* **Collected data entries**:
Content starts
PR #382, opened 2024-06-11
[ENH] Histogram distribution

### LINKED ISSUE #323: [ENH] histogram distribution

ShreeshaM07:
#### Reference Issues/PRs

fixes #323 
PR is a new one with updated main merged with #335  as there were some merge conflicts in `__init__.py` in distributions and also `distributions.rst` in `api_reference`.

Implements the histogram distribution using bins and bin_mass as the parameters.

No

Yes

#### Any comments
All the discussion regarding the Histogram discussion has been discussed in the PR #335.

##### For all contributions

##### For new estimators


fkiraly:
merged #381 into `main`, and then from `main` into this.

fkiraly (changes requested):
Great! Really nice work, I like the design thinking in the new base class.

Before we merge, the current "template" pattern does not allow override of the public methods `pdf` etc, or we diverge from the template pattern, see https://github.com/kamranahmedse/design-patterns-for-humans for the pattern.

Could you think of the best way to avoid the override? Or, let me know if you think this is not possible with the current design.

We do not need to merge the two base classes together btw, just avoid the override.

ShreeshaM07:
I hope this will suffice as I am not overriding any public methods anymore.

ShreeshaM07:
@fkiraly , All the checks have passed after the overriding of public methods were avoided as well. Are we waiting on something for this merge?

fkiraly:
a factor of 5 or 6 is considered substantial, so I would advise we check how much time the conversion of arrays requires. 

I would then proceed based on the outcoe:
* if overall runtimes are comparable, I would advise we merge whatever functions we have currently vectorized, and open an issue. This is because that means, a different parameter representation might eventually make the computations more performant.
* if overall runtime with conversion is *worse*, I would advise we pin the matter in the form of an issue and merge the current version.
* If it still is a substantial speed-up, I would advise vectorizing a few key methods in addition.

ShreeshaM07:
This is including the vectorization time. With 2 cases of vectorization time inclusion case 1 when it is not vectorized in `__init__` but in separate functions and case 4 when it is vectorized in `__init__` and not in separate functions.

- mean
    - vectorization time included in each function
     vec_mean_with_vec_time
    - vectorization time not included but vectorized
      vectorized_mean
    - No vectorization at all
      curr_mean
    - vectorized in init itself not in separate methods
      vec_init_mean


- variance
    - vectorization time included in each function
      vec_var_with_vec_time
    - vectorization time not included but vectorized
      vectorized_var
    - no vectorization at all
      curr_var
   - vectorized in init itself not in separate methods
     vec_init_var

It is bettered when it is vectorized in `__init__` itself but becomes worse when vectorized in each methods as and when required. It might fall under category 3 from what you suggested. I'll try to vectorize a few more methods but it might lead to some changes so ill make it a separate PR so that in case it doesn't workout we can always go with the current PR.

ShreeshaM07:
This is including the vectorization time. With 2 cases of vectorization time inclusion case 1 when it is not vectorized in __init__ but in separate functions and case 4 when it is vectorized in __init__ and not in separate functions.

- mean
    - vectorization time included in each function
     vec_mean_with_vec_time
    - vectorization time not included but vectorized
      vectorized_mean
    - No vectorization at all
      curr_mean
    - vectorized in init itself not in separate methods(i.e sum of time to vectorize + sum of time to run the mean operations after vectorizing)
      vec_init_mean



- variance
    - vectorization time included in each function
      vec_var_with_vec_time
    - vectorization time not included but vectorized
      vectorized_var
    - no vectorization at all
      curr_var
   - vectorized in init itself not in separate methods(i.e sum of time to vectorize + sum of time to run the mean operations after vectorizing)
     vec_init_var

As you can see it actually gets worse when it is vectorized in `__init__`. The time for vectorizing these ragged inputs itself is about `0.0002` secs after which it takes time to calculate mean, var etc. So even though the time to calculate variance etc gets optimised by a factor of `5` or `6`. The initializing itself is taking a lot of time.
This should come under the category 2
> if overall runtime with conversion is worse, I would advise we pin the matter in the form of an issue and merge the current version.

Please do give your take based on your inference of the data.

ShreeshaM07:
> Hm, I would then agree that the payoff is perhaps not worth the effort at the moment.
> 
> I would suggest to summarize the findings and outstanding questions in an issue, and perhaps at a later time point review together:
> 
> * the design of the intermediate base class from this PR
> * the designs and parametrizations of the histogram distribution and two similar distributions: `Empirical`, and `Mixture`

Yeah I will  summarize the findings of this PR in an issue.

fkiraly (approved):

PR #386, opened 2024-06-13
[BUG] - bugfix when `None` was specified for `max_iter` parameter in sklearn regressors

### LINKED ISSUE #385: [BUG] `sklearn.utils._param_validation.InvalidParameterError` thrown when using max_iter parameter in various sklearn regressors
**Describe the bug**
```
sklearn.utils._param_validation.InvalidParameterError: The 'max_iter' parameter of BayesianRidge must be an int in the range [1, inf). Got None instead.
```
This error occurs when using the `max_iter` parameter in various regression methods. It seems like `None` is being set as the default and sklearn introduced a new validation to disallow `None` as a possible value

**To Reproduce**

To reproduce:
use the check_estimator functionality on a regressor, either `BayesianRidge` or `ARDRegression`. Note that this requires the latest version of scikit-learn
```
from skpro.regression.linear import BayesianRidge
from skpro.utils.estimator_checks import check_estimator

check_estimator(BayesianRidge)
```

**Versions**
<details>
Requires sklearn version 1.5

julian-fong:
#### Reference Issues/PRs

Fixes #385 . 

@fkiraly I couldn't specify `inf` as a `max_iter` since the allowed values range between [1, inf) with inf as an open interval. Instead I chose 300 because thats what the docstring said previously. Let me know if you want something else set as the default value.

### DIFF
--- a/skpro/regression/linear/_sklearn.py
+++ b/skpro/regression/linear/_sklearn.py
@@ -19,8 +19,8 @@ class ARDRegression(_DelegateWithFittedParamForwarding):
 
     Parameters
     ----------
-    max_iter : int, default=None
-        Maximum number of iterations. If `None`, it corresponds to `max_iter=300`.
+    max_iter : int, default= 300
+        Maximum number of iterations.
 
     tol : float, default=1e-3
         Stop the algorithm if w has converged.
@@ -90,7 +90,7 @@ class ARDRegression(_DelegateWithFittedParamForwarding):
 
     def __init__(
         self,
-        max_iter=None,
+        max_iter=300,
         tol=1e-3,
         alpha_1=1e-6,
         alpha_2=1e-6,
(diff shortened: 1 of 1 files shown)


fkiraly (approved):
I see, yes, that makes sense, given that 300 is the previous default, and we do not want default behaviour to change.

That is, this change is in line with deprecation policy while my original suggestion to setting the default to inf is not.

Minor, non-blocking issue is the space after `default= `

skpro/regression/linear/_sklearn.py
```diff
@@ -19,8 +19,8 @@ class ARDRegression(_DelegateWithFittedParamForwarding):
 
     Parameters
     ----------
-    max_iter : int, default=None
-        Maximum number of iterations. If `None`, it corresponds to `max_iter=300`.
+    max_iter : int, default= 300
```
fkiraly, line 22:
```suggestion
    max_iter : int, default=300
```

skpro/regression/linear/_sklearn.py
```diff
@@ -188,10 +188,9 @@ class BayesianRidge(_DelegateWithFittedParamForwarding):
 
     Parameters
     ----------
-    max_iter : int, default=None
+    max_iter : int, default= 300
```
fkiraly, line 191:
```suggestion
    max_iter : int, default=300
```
Content ends
Content starts
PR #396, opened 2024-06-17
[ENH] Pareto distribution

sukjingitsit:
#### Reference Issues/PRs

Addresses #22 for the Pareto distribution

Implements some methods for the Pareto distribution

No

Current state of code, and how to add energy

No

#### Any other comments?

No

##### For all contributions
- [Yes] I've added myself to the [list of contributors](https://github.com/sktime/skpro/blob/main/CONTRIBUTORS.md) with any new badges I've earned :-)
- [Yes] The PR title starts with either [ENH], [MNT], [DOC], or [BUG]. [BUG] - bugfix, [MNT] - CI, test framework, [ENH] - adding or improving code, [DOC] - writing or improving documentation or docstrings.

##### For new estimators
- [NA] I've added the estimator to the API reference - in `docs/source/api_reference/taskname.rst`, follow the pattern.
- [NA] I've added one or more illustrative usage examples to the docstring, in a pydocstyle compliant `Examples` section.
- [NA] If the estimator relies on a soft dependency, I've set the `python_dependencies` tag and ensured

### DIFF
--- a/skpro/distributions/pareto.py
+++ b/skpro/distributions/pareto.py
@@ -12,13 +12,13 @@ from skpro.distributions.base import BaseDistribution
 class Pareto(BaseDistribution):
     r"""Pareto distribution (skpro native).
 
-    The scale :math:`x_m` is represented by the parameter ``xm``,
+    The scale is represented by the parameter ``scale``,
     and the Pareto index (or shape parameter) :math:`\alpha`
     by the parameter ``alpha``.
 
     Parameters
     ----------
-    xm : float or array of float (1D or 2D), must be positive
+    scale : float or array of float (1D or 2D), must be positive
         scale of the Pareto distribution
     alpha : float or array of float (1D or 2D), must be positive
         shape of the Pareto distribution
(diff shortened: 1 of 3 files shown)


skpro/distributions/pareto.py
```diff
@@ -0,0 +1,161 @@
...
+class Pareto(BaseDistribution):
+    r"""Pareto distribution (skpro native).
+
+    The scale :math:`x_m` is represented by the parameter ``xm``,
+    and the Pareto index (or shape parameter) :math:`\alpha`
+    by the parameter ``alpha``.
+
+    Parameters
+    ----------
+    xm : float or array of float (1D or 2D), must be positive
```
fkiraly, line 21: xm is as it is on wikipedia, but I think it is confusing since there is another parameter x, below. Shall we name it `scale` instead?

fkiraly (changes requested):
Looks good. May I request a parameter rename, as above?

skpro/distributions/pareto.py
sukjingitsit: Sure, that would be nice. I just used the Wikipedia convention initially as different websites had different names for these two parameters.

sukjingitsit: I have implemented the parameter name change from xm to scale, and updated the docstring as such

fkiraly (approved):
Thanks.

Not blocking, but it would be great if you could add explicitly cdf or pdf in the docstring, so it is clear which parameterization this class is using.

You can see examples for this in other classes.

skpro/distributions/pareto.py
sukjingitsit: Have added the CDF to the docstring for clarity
Content ends
* **YOUR OBJECTIVE**: Could you reproduce exactly the lines of the entries above, from the one with "the designs and" through the one with "Fixes #385 .", and nothing else?

* **PROBLEM SOLUTION**:
> * the designs and parametrizations of the histogram distribution and two similar distributions: `Empirical`, and `Mixture`

Yeah I will  summarize the findings of this PR in an issue.

fkiraly (approved):

PR #386, opened 2024-06-13
[BUG] - bugfix when `None` was specified for `max_iter` parameter in sklearn regressors

### LINKED ISSUE #385: [BUG] `sklearn.utils._param_validation.InvalidParameterError` thrown when using max_iter parameter in various sklearn regressors
**Describe the bug**
```
sklearn.utils._param_validation.InvalidParameterError: The 'max_iter' parameter of BayesianRidge must be an int in the range [1, inf). Got None instead.
```
This error occurs when using the `max_iter` parameter in various regression methods. It seems like `None` is being set as the default and sklearn introduced a new validation to disallow `None` as a possible value

**To Reproduce**

To reproduce:
use the check_estimator functionality on a regressor, either `BayesianRidge` or `ARDRegression`. Note that this requires the latest version of scikit-learn
```
from skpro.regression.linear import BayesianRidge
from skpro.utils.estimator_checks import check_estimator

check_estimator(BayesianRidge)
```

**Versions**
<details>
Requires sklearn version 1.5

julian-fong:
#### Reference Issues/PRs

Fixes #385 . 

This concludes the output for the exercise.